Martial Law has been declared... open up the FEMA Camps...

What wage are they offering?  ;D


----------



## mariomike (1 Apr 2012)

lethalLemon said:
			
		

> What wage are they offering?  ;D



http://cbsa-asfc.gc.ca/job-emploi/bso-asf/salben-eng.html


----------



## Bruce Monkhouse (1 Apr 2012)

Probably a good time to get in,.....I can't see any cutbacks heading thier way.

posted with sir


----------



## GAP (1 Apr 2012)

Does this mean all the wannabe's from the recruiting threads are heading off into the sunset?  :nod:


----------



## Scott (1 Apr 2012)

GAP said:
			
		

> Does this mean all the wannabe's from the recruiting threads are heading off into the sunset?  :nod:



If that is the case I hope like hell the CBSA doesn't have a forum...


----------



## jollyjacktar (1 Apr 2012)

Bruce Monkhouse said:
			
		

> Probably a good time to get in,.....I can't see any cutbacks heading thier way.
> 
> posted with sir


Have been in the process for the past year.  They recently informed me that they are changing how they hire new personnel.  Before, you indicated what locations you were willing to work.   Now, they have gone like the RCMP/CF in that you must agree to go where they post you following recruit training.  This does change things dramatically for those who are unable/unwilling to pick up sticks and move other than where you were expecting.

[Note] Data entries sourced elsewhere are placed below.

PR #626, opened 2018-05-30
completion/helm: cleanup and set some more sensible defaults

ar1a:
Some sensible defaults I feel like would be widely appreciated, disabling them I just found myself re-enabling them out of frustration.

### DIFF
--- a/modules/completion/helm/config.el
+++ b/modules/completion/helm/config.el
@@ -38,23 +38,21 @@
 (def-package! helm
   :after helm-mode
   :init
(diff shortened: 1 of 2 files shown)


hlissner:
I've gated the fuzzy search engine behind the `+fuzzy` module flag and included `helm-flx` to sort out inaccuracies. I will add the same flag to the ivy module as well, since fuzzy search appears to be a popular request.

Thanks for bringing this to my attention!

I am hearing they have trouble attracting people to places such as the GTA, etc due to the high cost of living in some eyes.


----------



## Robert0288 (2 Apr 2012)

And its dirty toronto.  Just started my own application process, and if I do make it I'm hoping to stay in the Ottawa to Kingston area, or either coast.  Also Jollyjacktar, what was the longest part of the process for you so far?


----------



## lethalLemon (2 Apr 2012)

Wait... I thought that this was an April Fool's Day joke...

Considering that they say "CBSA Officers", "carry firearms", "remove undocumented immigrants/failed refugees" as a job role.

It sounds like such an American Martial Law-FEMA thing to do... I mean, I don't know if I support this or support freeloaders who don't deserve to remain here due to being determined ineligible...  ???


----------



## Robert0288 (2 Apr 2012)

I know a bunch of guys who work within the CBSA, that's not their only job, trust me.


----------



## CBH99 (2 Apr 2012)

Quick LEO question, as it pertains to this thread:

-  Are all LEO's granted a Secret level clearance, or is that unique to CBSA officers??


----------



## jollyjacktar (2 Apr 2012)

Robert0288 said:
			
		

> And its dirty toronto.  Just started my own application process, and if I do make it I'm hoping to stay in the Ottawa to Kingston area, or either coast.  Also Jollyjacktar, what was the longest part of the process for you so far?


Applied in April 11.
Informed of test date in June 11 for mid July 11.
Wrote entrance exam, was told 6-7 week wait for test results.
Test results given in late Nov 11, was informed of pass mark and to wait out for an interview to be scheduled.  Still waiting...
Informed that my application would be valid until 31 Oct 12, after that I would have to reapply as they had changed their recruiting process.

Also when the test session was finished there was a question and answer period.  We were told that if we wanted to work in Hfx, we should not sit by the phone waiting for a call as they have the lowest turnover rate in the country.  Also, the members who were in Yarmouth with the ferry have first crack at any vacancies, including Sydney and they had a unit that was transferred from Hfx to Ottawa.  They also have to be accomodated before new entry personnel.  

Lastly, I know a fellow who sat exams, interviews and was informed he was successful in Nov 10 but they did not have any openings at that time.  He never did hear anymore past that date.


----------



## jemcgrg (2 Apr 2012)

I applied last year and have already had my interview and received confirmation that I passed the interview portion. Now I have to get my restricted and unrestricted firearms license as well as my first aid and electronic finger prints done on my own dime IN CASE a job opens up before October. If it doesn't before October of this year I have to start my application process over again. Not the most efficient way to do it.


----------



## jollyjacktar (2 Apr 2012)

Seeing as I am unable to up sticks and move I've given up hope on getting a position with these guys.  Bummed about it but life goes on.


----------



## jemcgrg (2 Apr 2012)

I'm still hoping for the military so I am holding off until I see if I can get in this year. It's my third year trying to get in... Third year is the charm.... right... right??!! 
I digress... My boyfriend is also in the military though so if I have to accept any job wherever I'm thinking the chances of us being anywhere near each other is pretty much nil if I get into Border Services.


----------



## The_Falcon (2 Apr 2012)

Scott said:
			
		

> If that is the case I hope like hell the CBSA doesn't have a forum...



http://forums.blueline.ca/viewtopic.php?f=24&t=18880
http://forums.blueline.ca/viewtopic.php?f=24&t=13520


----------



## J.J (2 Apr 2012)

Scott said:
			
		

> If that is the case I hope like hell the CBSA doesn't have a forum...



CBSA used to have their own unofficial forum, but the agency told the administator (a serving officer) that he had to close the forum or face discipline. He closed the forum instead of facing the crap that would have been thrown his way


----------



## Colin Parkinson (2 Apr 2012)

Took a management course which was being taught by a CBSA DG. Very interesting the stories he had about some of their staff and what things they did that they were not supposed to. Good lessons though on how to fire a federal employee.


----------